Issue #21504, opened 2020-05-19
Provide configuration properties for all of Reactor Netty's HttpDecoderSpec


deci260:
Spring Boot version: 2.2.5.RELEASE
Project: Spring Boot Autoconfigure

The `ServerProperties` class defines some properties such as `MaxHttpHeaderSize`.  The reason why I think the `MaxInitialLineLength` property should be added is because there's currently no way to define it when working with reactor netty. Even trying to define it by using `NettyWebServerFactoryCustomizer`s doesn't work because the `HttpRequestDecoder` customizers get overridden by the one used by spring boot to define the `MaxHttpHeaderSize` property.

This issue is semi-related to [this](https://github.com/spring-cloud/spring-cloud-gateway/pull/1554) Spring Cloud Gateway's PR that added the same property but for the http client.

wilkinsona:
> Even trying to define it by using NettyWebServerFactoryCustomizers doesn't work because the HttpRequestDecoder customizers get overridden by the one used by spring boot to define the MaxHttpHeaderSize property.

Spring Boot's customizer has an order of 0. If you order yours to run after Spring Boot's the configuration that it applies will not be overridden.

deci260:
> Spring Boot's customizer has an order of 0. If you order yours to run after Spring Boot's the configuration that it applies will not be overridden.

Thanks for the feedback!

wilkinsona:
Closing in favour of #22367.

PR #22367, opened 2020-07-16
Add properties for Netty HttpDecoderSpec

Julien-Eyraud:
Closes gh-21504


wilkinsona:
@Julien-Eyraud Thank you very much for making your first contribution to Spring Boot. If you are interested, I made [a few changes](https://github.com/spring-projects/spring-boot/commit/0e8bf94289d20ff4fe10ef2867a0e6706e9f413f) while merging. They were primarily to provide default values for the properties (that will appear in your IDE when editing application.properties or application.yaml) and testing that they align with Reactor Netty's own defaults.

Your task: Once you have read the records above, write them out again exactly.

Result of this exercise:
Issue #21504, opened 2020-05-19
Provide configuration properties for all of Reactor Netty's HttpDecoderSpec


deci260:
Spring Boot version: 2.2.5.RELEASE
Project: Spring Boot Autoconfigure

The `ServerProperties` class defines some properties such as `MaxHttpHeaderSize`.  The reason why I think the `MaxInitialLineLength` property should be added is because there's currently no way to define it when working with reactor netty. Even trying to define it by using `NettyWebServerFactoryCustomizer`s doesn't work because the `HttpRequestDecoder` customizers get overridden by the one used by spring boot to define the `MaxHttpHeaderSize` property.

This issue is semi-related to [this](https://github.com/spring-cloud/spring-cloud-gateway/pull/1554) Spring Cloud Gateway's PR that added the same property but for the http client.

wilkinsona:
> Even trying to define it by using NettyWebServerFactoryCustomizers doesn't work because the HttpRequestDecoder customizers get overridden by the one used by spring boot to define the MaxHttpHeaderSize property.

Spring Boot's customizer has an order of 0. If you order yours to run after Spring Boot's the configuration that it applies will not be overridden.

deci260:
> Spring Boot's customizer has an order of 0. If you order yours to run after Spring Boot's the configuration that it applies will not be overridden.

Thanks for the feedback!

wilkinsona:
Closing in favour of #22367.

PR #22367, opened 2020-07-16
Add properties for Netty HttpDecoderSpec

Julien-Eyraud:
Closes gh-21504


wilkinsona:
@Julien-Eyraud Thank you very much for making your first contribution to Spring Boot. If you are interested, I made [a few changes](https://github.com/spring-projects/spring-boot/commit/0e8bf94289d20ff4fe10ef2867a0e6706e9f413f) while merging. They were primarily to provide default values for the properties (that will appear in your IDE when editing application.properties or application.yaml) and testing that they align with Reactor Netty's own defaults.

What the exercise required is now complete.